The total surface area of a cone is the sum of the area of its base and the lateral or side surface. The lateral surface area of a cone is the area of the lateral or side surface only. If a cone of radius 'r' and slant height 'l' is cut along the slant height and opened out flat then radius of the sector formed is 'l' and the arc length AB is circumference of the circle (2$\pi$r).

Total surface area of the cone = Area of the base + Area of curved surface

=> TSA = $\pi r^2$ + $\pi$rl

=> TSA = $\pi$ r(r + l)

**Formula:**

Total Surface Area of a Cone ( TSA) = $\pi$ r(r + l)

Where,

'r' is the radius and 'l' is the slant height of a cone.
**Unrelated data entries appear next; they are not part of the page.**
PR #3297, opened 2026-05-03
fix support check more enum exhaustive #3294

### LINKED ISSUE #3294: support check more enum exhaustive
### Describe the Bug

this works

```py
from typing import Literal
def foo(x: Literal[1,2,3]):
    match x:
        case 1:
            ...
        case 2:
            ...
```

but this not

```py
def foo(x: int):
    match x:
        case 1:
            ...
        case 2:
            ...
```

the same case: str, list, ...

### Sandbox Link

_No response_

_No response_

asukaminato0721:
# Summary

Fixes #3294

# Test Plan


stroxler (changes requested):
Back to you more for discussion than over the code, which looks okay to me from a skim.

My question is: what's the intent here?

My understanding is that we had a very limited set of types for which we enabled the warning with the idea that in certain scenarios a user "probably" intended to match everything.

We also already have an explicit, spec-mandated way to explicitly mark a match as exhaustive with `assert_never`.

I would, I think, support a change where users can opt into *all* matches being checked for exhaustiveness; that makes sense to me as a warning or even a type error if a team wants that to be their style convention.

But this change feels like something awkwardly in the middle: why would we want to check exhaustiveness on a limited collection of types that have infinite cardinality, while *not* checking exhaustiveness for other types?

-----

I marked the issue as "needs discussion" for this reason, I don't think I'm clearly seeing the rationale for this change.

stroxler:
Great, this looks like a clean feature that makes a lot more sense to me. Thanks!

stroxler (approved):

PR #3304, opened 2026-05-04
Ignore attribute types of schema classes in `pyrefly report`

### LINKED ISSUE #3301: `pyrefly report`: ignore schema classes (`@dataclass`, `TypedDict`, `NamedTuple`, `Enum`, etc.)
These "schema classes" are, by definition, always have typed attributes. So counting these as typed will inflate the type coverage %.

This is something that typestats does, but as far as I can tell, `pyrefly report` doesn't yet.

jorenham:
# Summary

This ports the typestats behavior where it ignores attributes of schema types like `TypedDict` and `NamedTuple`, which are always annotated, so that they no longer inflate the type coverage%.

Fixes #3301

# Test Plan

Tests added

### DIFF
--- a/pyrefly/lib/commands/report.rs
+++ b/pyrefly/lib/commands/report.rs
@@ -745,8 +745,8 @@ impl ReportArgs {
     }
 
     /// Returns the ClassBinding if the class owning this field is a schema class (dataclass, enum,
-    /// TypedDict, or NamedTuple). Fields of schema classes are IMPLICIT — they have
-    /// 0 typable slots because the class definition itself governs their types.
+    /// TypedDict, NamedTuple, pydantic model, or attrs class). Fields of schema classes are
+    /// IMPLICIT — they have 0 typable slots because the class definition itself governs their types.
     fn get_cls_binding_if_schema_class_field<'a>(
         bindings: &'a Bindings,
         answers: &Answers,
@@ -762,6 +762,8 @@ impl ReportArgs {
             || metadata.is_enum()
             || metadata.is_typed_dict()
             || metadata.named_tuple_metadata().is_some()
+            || metadata.is_pydantic_model()
+            || metadata.is_attrs_class()
         {
             Some(cls_binding)
         } else {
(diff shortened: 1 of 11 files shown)


pyrefly/lib/commands/report.rs
```diff
@@ -762,6 +762,8 @@ impl ReportArgs {
             || metadata.is_enum()
             || metadata.is_typed_dict()
             || metadata.named_tuple_metadata().is_some()
+            || metadata.is_pydantic_model()
```
migeed-z, line 765: Why is django not included in this check? we also support other frameworks such as factory_boy and marshmallow_schema. If we add any of those, we should add tests, if not, I would love to learn why not.

pyrefly/lib/commands/report.rs
```diff
@@ -2904,4 +2916,44 @@ def g(x: int) -> int:
...
+    #[test]
+    fn test_report_schema_classes_inherited() {
+        let report = build_module_report_for_test("schema_classes_inherited.py");
+        compare_snapshot("schema_classes_inherited.expected.json", &report);
+    }
+
+    /// Pydantic BaseModel fields are IMPLICIT (0 typable).
+    #[test]
+    fn test_report_schema_classes_pydantic() {
+        let path = std::env::var("PYDANTIC_TEST_PATH").expect("PYDANTIC_TEST_PATH must be set");
```
migeed-z, line 2945: could you use pydantic_env() instead?

pyrefly/lib/commands/report.rs
```diff
@@ -2904,4 +2916,44 @@ def g(x: int) -> int:
...
+        let env = TestEnv::new_with_site_package_paths(&[&path]);
+        let report = build_module_report_for_test_with_env("schema_classes_pydantic.py", env);
+        compare_snapshot("schema_classes_pydantic.expected.json", &report);
+    }
+
+    /// attrs @define and @attr.s(auto_attribs=True) fields are IMPLICIT (0 typable).
+    #[test]
+    fn test_report_schema_classes_attrs() {
+        let path = std::env::var("ATTRS_TEST_PATH").expect("ATTRS_TEST_PATH must be set");
```
migeed-z, line 2954: can we use attrs_env()?

migeed-z (changes requested):

pyrefly/lib/commands/report.rs
jorenham: Django's model fields don't need to be typed, so I'm not sure if we should also ignore them.
I'm not familiar with `factory_boy` or `marshmallow_schema`, but I could look into it.

jorenham: Thinking about Django's case a bit more, I don't think we should include it here. Because even though Pyrefly implements Django support, other type-checkers don't. So annotating the model fields has value in that sense.

jorenham: It looks like the fields in `factory_boy`, `marshmallow_schema`, and `glean` are also not required to be annotated, so I don't think we should special-case them here either.

pyrefly/lib/commands/report.rs
jorenham: Hmm I don't think I can, unfortunately. Because when I use `crate::test::pydantic::util::pydantic_env` it complains that

```
module `pydantic` is private
```

pyrefly/lib/commands/report.rs
jorenham: That one also lives in a private module, I'm afraid.

rchen152 (approved):

PR #3306, opened 2026-05-05
stubgen: emit synthesized `__init__` for dataclass / Pydantic models

tobyh-canva:
## Context

As in #3221 / #3223, stub output for dataclass and Pydantic models needs to reflect **how instances are constructed** (defaults, `kw_only`, validation aliases, etc.) without turning `.pyi` files into a dump of `field()` / `Field()` kwargs.

## Intent

**Alternative to #3223.** Rather than primarily re-emitting a **reduced** `field()` / `Field()` on the class line, this approach **injects a synthesized `__init__`** derived from the checker’s existing dataclass / Pydantic init plumbing, then **aligns annotations with the authored class body** where parameter names match (including alias-only init).

## Changes

- **`extract.rs`:** Resolve synthesized `__init__` from `ClassSynthesizedFields`, map `Param` → `StubParam`, merge **AST annotation text** for init params (skipping `InitVar`), drop `**kwargs` from emitted synthetic inits, preserve / improve class-body ordering and `field` / `Field` elision behavior, import pruning for unused Pydantic helpers.
- **`emit.rs`:** Multiline `def __init__` when the stub has many parameters.
- **`dataclass.rs`:** Validation-**alias-only** init parameters are **keyword-only** (`*, id: ...`), matching runtime and stub tests.
- **`pydantic.rs` / `class_field.rs`:** Treat `pydantic.BaseModel` re-exports like other BaseModel bases; expose `ClassField::dataclass_flags_of` to stubgen.
- **`mod.rs` tests:** Minimal on-disk `pydantic` shim + glob only `input.py` so temp package imports do not overwrite stubgen output.

## Testing

- `cargo test -p pyrefly stubgen::tests::`

### DIFF
--- a/pyrefly/lib/alt/class/class_field.rs
+++ b/pyrefly/lib/alt/class/class_field.rs
@@ -1115,7 +1115,7 @@ impl ClassField {
         }
     }
 
-    fn dataclass_flags_of(&self, heap: &TypeHeap) -> DataclassFieldKeywords {
+    pub(crate) fn dataclass_flags_of(&self, heap: &TypeHeap) -> DataclassFieldKeywords {
         match &self.0 {
             ClassFieldInner::Property { .. } => DataclassFieldKeywords::new(),
             // Class-body-initialized descriptors have a default value (the descriptor instance).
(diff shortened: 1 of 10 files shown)


tobyh-canva:
Closing in favour of #3586

PR #3315, opened 2026-05-06
[website] Center error line in sandbox when scrolling from results panel

### LINKED ISSUE #338: When clicking on an error in the sandbox output, scroll so that the affected line is in the middle of the screen
### Describe the Bug

When clicking on an error line that is not in the current pane, the sandbox currently scrolls so that the highlighted line is at the top or bottom of the screen (I assume based on which direction it has to scroll). It would be a nicer user experience to put it as close to the centre of the screen as possible (if it's at the beginning/end of the code you can't do much, of course),

### Sandbox Link

_No response_

_No response_

markselby9:
## Summary

Switches the SandboxResults error-click handler from `editor.revealRange(range)` to `editor.revealRangeInCenterIfOutsideViewport(range)` so the target line lands with surrounding context instead of flush against the viewport edge.

## Why this API, not `revealRangeInCenter`?

The issue title says "in the middle of the screen", but the body clarifies the actual complaint is the offscreen case — when the line being scrolled to ends up at the very top or bottom with no context around it. `revealRangeInCenter` would forcibly recenter on every click, including when the line is already comfortably visible, which is jarring and unexpected for a "go-to-error" action. `revealRangeInCenterIfOutsideViewport` only recenters when the line is offscreen and leaves it alone otherwise — matching standard editor "jump-to" behavior (VS Code, IntelliJ, etc.).

## Test plan

- [x] `tsc --noEmit` passes
- [x] Existing test suite passes
- [ ] Manual smoke test in the sandbox recommended for visual UX confirmation: trigger an error far offscreen (line should center), then trigger one already visible (no scroll should occur)

Closes #338

### DIFF
--- a/website/src/sandbox/Sandbox.tsx
+++ b/website/src/sandbox/Sandbox.tsx
@@ -878,7 +878,7 @@ export default function Sandbox({
             endColumn,
         };
 
-        editor.revealRange(range);
+        editor.revealRangeInCenterIfOutsideViewport(range);
         editor.setSelection(range);
     };
 


rchen152 (approved):

PR #3319, opened 2026-05-06
fix No narrowing for unions in match when the subject is a call #2858

### LINKED ISSUE #2858: No narrowing for unions in `match` when the subject is a call
### Describe the Bug

Repro:

```

@dataclass
class A: ...
@dataclass
class B: ...


def f(x: A | B) -> A | B:
  return x


def test(x: A | B):
    match f(x):
      case A(): ...
      case B(): ...
      case y: assert_never(y)
```

Output:

```
ERROR Argument `A | B` is not assignable to parameter `arg` with type `Never` in function `typing.assert_never` [bad-argument-type]
  --> /tmp/foo.py:18:28
   |
18 |       case y: assert_never(y)
   |                            ^
   |
```

Interestingly, using `x` instead of `f(x)` works.

### Sandbox Link

_No response_

_No response_

asukaminato0721:
# Summary

Fixes #2858

match subjects without a real narrowing name, like match f(x):, still carry direct fallthrough narrows across cases.
The final capture now forwards to the already-evaluated subject narrowed by previous cases, without synthesizing a user-visible name.

# Test Plan

add test

### DIFF
--- a/pyrefly/lib/binding/pattern.rs
+++ b/pyrefly/lib/binding/pattern.rs
@@ -19,6 +19,7 @@ use ruff_python_ast::Pattern;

Example:Find the total surface area of a cone if its slant
height is four times the radius, and base diameter of the
cone is 10 cm.

**Solution:**

GivenDiameter of the cone = 10 cm

Slant height of the cone = 4(Radius)

Step 1:Radius of the cone (r) =

$\frac{10}{2}$ = 5 cm

Slant height of the cone (l) = 4 * 5 = 20 cm

Step 2:

Total Surface Area of a Cone ( TSA) = $\pi$ r(r + l)=> TSA =

$\frac{22}{7}$ * 5(5 + 20)

=

$\frac{22}{7}$ * 5 * 25

= 392.85

Hence the total surface area of a cone is 392.85 cm

^{2} .